BTW on ctfe cache vs recalculate it depends on how much reuse you have. In my jni.d, the first version had an inline string replace in a loop. It took 30 GB of memory [!!!] and took several minutes to compile.

Simply moving that out and pregenerating a `static immutable` so CTFE was only invoked once, took it down to 3 GB and 25 seconds. Still slow, but huge, huge improvement.

But that's because there were only actually two variants of that string and it was fairly large. So caching made sense (static immutable btw is a bit better than a helper template holding the result - both cache but it is like a single variable vs a hash table; in fact that's how it is implemented). But if there were hundreds of variants instead of two, the cache itself would get very expensive.
May 25, 2020
On Monday, 25 May 2020 at 13:00:59 UTC, Adam D. Ruppe wrote:
> Solid result though: 2s, 810MB.

That was using the new dmd master, more specifically it was 1.6s that I rounded up. With the released dmd, 1.9s, 750MB.

either way, the mixin helps here - but that may not be true if there was a variety of lengths. This test did fixed length because I wanted to specifically prove that arg length isn't as important as number of instantiations here...

we should prolly test a variety of lengths too, it could change a lot.
May 25, 2020
On Monday, 25 May 2020 at 05:55:07 UTC, Walter Bright wrote:
> Thank you. This is good information. I'm curious how the new staticMap compares:
>
> https://github.com/dlang/phobos/pull/7490

Using dmd master: 1.8s 1.2G
Using released dmd: 2.1s, 1.1G

(I think something in dmd master has a higher fixed memory cost, so remember to compare apples and apples.)

So yes, the static if version is an improvement over what it has now, at least for these cases. We should probably make another test rig to see more variety...
May 25, 2020
On Monday, 25 May 2020 at 13:13:11 UTC, Adam D. Ruppe wrote:

>
> In this case, it doesn't matter much because the string is generated only once per unique length, then it is cached thanks to the template arg in the helper enum.

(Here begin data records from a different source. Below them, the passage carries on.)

PR #415, opened 2020-02-15
Fix app crashes when adding many trees in quick succession

arunbakt:
The change fixes the issue where the app crashes when trying to add new
trees in quick succession. The crash is caused by the IllegalArgument exception.
See the exception pasted below. The fix is to disable the add new tree
button as soon after the very first click is registered.

Due to potential sluggishness of writing the new tree data to db and rendering the map
fragment screen, a quick succession of clicks on Add tree button by the user triggers its onClick
listeners more than once which cause the navigation action mapsFragment to new tree graph to take place.
If the navigation action has already completed, the duplicate action to navigate to the same destination
throws the exception causing the app to crash.

Steps to reproduce the crash:
1. Add new tree from the app.
2. The camera activity is launched.
3. Take an image which starts the new tree fragment.
4. Click save button which saves the data to the db and takes you to map
fragment
5. Immediately click on add tree button several times.
6. After few repititions of the above steps, the app crashes.

Verification for the fix:
1. Repeat the same steps listed above to crash the app.
2. The add tree button is disabled after the very first click.
3. No crash occurs.

```

    --------- beginning of crash
E/AndroidRuntime: FATAL EXCEPTION: main
    Process: org.greenstand.android.TreeTracker.dev, PID: 22273
    java.lang.IllegalArgumentException: navigation destination
org.greenstand.android.TreeTracker.dev:id/action_mapsFragment_to_new_tree_graph
is unknown to this NavController
        at
androidx.navigation.NavController.navigate(NavController.java:789)
        at
androidx.navigation.NavController.navigate(NavController.java:730)
        at
androidx.navigation.NavController.navigate(NavController.java:716)
        at
androidx.navigation.NavController.navigate(NavController.java:907)
        at
org.greenstand.android.TreeTracker.fragments.MapsFragment.onClick(MapsFragment.kt:155)
        at android.view.View.performClick(View.java:7346)
        at android.widget.TextView.performClick(TextView.java:14177)
 ```

### DIFF
--- a/app/src/main/java/org/greenstand/android/TreeTracker/fragments/MapsFragment.kt
+++ b/app/src/main/java/org/greenstand/android/TreeTracker/fragments/MapsFragment.kt
@@ -141,15 +141,14 @@ class MapsFragment : androidx.fragment.app.Fragment(), OnClickListener, OnMapRea
 
     override fun onClick(v: View) {
         v.vibrate()
-        // Disable the addTreeButton below to avoid triggering the onClick listener
-        // more than one once
-        (v.findViewById(R.id.addTreeButton) as Button)?.isEnabled = false
         when (v.id) {
             R.id.addTreeButton -> {
                 Timber.d("fab click")
 
                 if (userLocationManager.hasSufficientAccuracy() || !FeatureFlags.HIGH_GPS_ACCURACY) {
-
+                    // Disable the addTreeButton below to avoid triggering the onClick listener
+                    // more than one once.
+                    addTreeButton.isEnabled = false
                     val currentTimestamp = System.currentTimeMillis() / 1000
                     val lastTimeStamp = sharedPreferences.getLong(ValueHelper.TIME_OF_LAST_PLANTER_CHECK_IN_SECONDS, 0)
                     if (currentTimestamp - lastTimeStamp > ValueHelper.CHECK_IN_TIMEOUT) {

Yes, I overlooked the enum. My version of static map just calls the generating function directly.

>
> So the CTFE only actually happens once, however you do it this way.
>+ When the CTFE expression finishes btw the compiler does free
> the memory pool. So even if you did this little thing over and over, it can be OK. But again when the generated string becomes very large, the peak memory can be prohibitive (it reaches tens of gigabytes of pure waste surprisingly quickly).
>
> BTW on ctfe cache vs recalculate it depends on how much reuse you have. In my jni.d, the first version had an inline string replace in a loop. It took 30 GB of memory [!!!] and took several minutes to compile.
>
> Simply moving that out and pregenerating a `static immutable` so CTFE was only invoked once, took it down to 3 GB and 25 seconds. Still slow, but huge, huge improvement.
>
> But that's because there were only actually two variants of that string and it was fairly large. So caching made sense (static immutable btw is a bit better than a helper template holding the result - both cache but it is like a single variable vs a hash table; in fact that's how it is implemented).
> But if there were hundreds of variants instead of two, the cache itself would get very expensive.

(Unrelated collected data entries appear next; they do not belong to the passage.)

PR #419, opened 2020-02-17
Add action to travis file to succesfully run PR builds

jhoon:
The tar file is available on all branches that are up to date,
even master is failing if we didn't have the step where we
extract the info from the secrets.tar file.


arunbakt:
Looks good to me and we could use this until we further revise this to enable tests and builds runs soon as part of PR builds.

PR #420, opened 2020-02-17
This is a test PR

jhoon:
No need to merge!

This is just to test some occurrences on Travis


jhoon:
So, from what I've ended up reading (https://docs.travis-ci.com/user/pull-requests/) seems like they recommend just skipping all PR builds from external contributors if the project depends on env variables for encryption.

One strategy could be to send PRs to a throwaway branch in this repo and then open a PR from there, since those have access to said variables. Might be a great idea for some specific tasks, so we are not always asking people to collaborate differently.

deepwinter:
To start we could just have a fake set of credentials that we inject to PR builds so that we can at least have build ability of PRs automatically tested.

I think what we could do longer term is have a fast lane script that pulls some credentials into the build dynamically when it runs.  These could be linked to a part of our cloud that we don’t need to be especially concerned about securing.  It would be really useful to have external PRs automatically build for testing, without having to do any special work moving PRs/branches around.

Does this seem to complicated though, or doable?

jhoon:
Yeah, I actually created mock credential files and added those to a mock `secrets.tar` file. This will be used for external PR builds and replaced anytime the build comes from the repository itself.

This was done by making the decryption step skippable when it comes to external PRs.

PR #426, opened 2020-03-04
Update strings.xml

sebastiangaertner:
Please review. These are small changes mainly sorting out the spelling of Treetracker which should be one word across. The only line i swas not sure about is line 4.  this looks like a comment to me so please confirm. I will work on the formatting of the Legal Screen and the About screen as well. These are cosmetic but important changes.

### DIFF
--- a/app/src/main/res/values/strings.xml
+++ b/app/src/main/res/values/strings.xml
@@ -119,18 +119,18 @@
     <string name="location_permission_alert_title">Allow Treetracker to access location?</string>
     <string name="location_permission_alert_message">Please open Settings and turn on location permission for Treetracker</string>
 
-    <string name="information_text">
-        •	This tree tracking planter app is made to track planted trees while supporting people and organizations that plant, monitor and protect trees.
-        
-        •	Your app requires 10 meters of accuracy to take a photo.
-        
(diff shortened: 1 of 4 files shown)


sebastiangaertner:
We should also format the policy_text_blob and the information_text both rendered as WebView

since this https://developer.android.com/guide/topics/resources/string-resource.html#FormattingAndStyling is very limiting.

Tutorial: https://alvinalexander.com/android/how-show-html-string-in-android-textview-webview

sebastiangaertner:
I have also changed the Gradle file and in the app name changed the name from Tree Tracker to Treetracker. This should only effect the display of it not any package names.

app/src/main/res/values/strings.xml
```diff
@@ -208,85 +208,35 @@
...
-
-It is our intent to hold the principles of this policy, but we do understand there may be a need to change it from time to time. Changes will be posted on our website as soon as possible.
-        \n
-        \n
-
-© 2019 GreenStand (registered 501(c)3 nonprofit. EIN: 47-3150283 ). Info@greenstand.org
-        \n
-Privacy Policy
-
+	    <![CDATA[
```
Elforama: Please undo this HTML change. This should be done in a different PR. This requires code changes.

Right. This is applicable to memoization in general.


May 25, 2020
On Sunday, 24 May 2020 at 23:40:48 UTC, Andrei Alexandrescu wrote:
> Consider staticMap's current version (there are a few upcoming changes that don't change the point):
>
> [...]

Manu's DIP does solve this problem.
In O(n) guaranteed.
May 25, 2020
On 5/25/20 1:55 AM, Walter Bright wrote:
> On 5/24/2020 8:19 PM, Adam D. Ruppe wrote:
>> I ran a test to compare the two implementations. First was comparing 10,000 references to the same instance.
> 
> Thank you. This is good information. I'm curious how the new staticMap compares:
> 
> https://github.com/dlang/phobos/pull/7490

This is reasonable. I've seen a *lot* worse in optimizing libraries. A *LOT*. Another possible improvement: binary search through the special cases.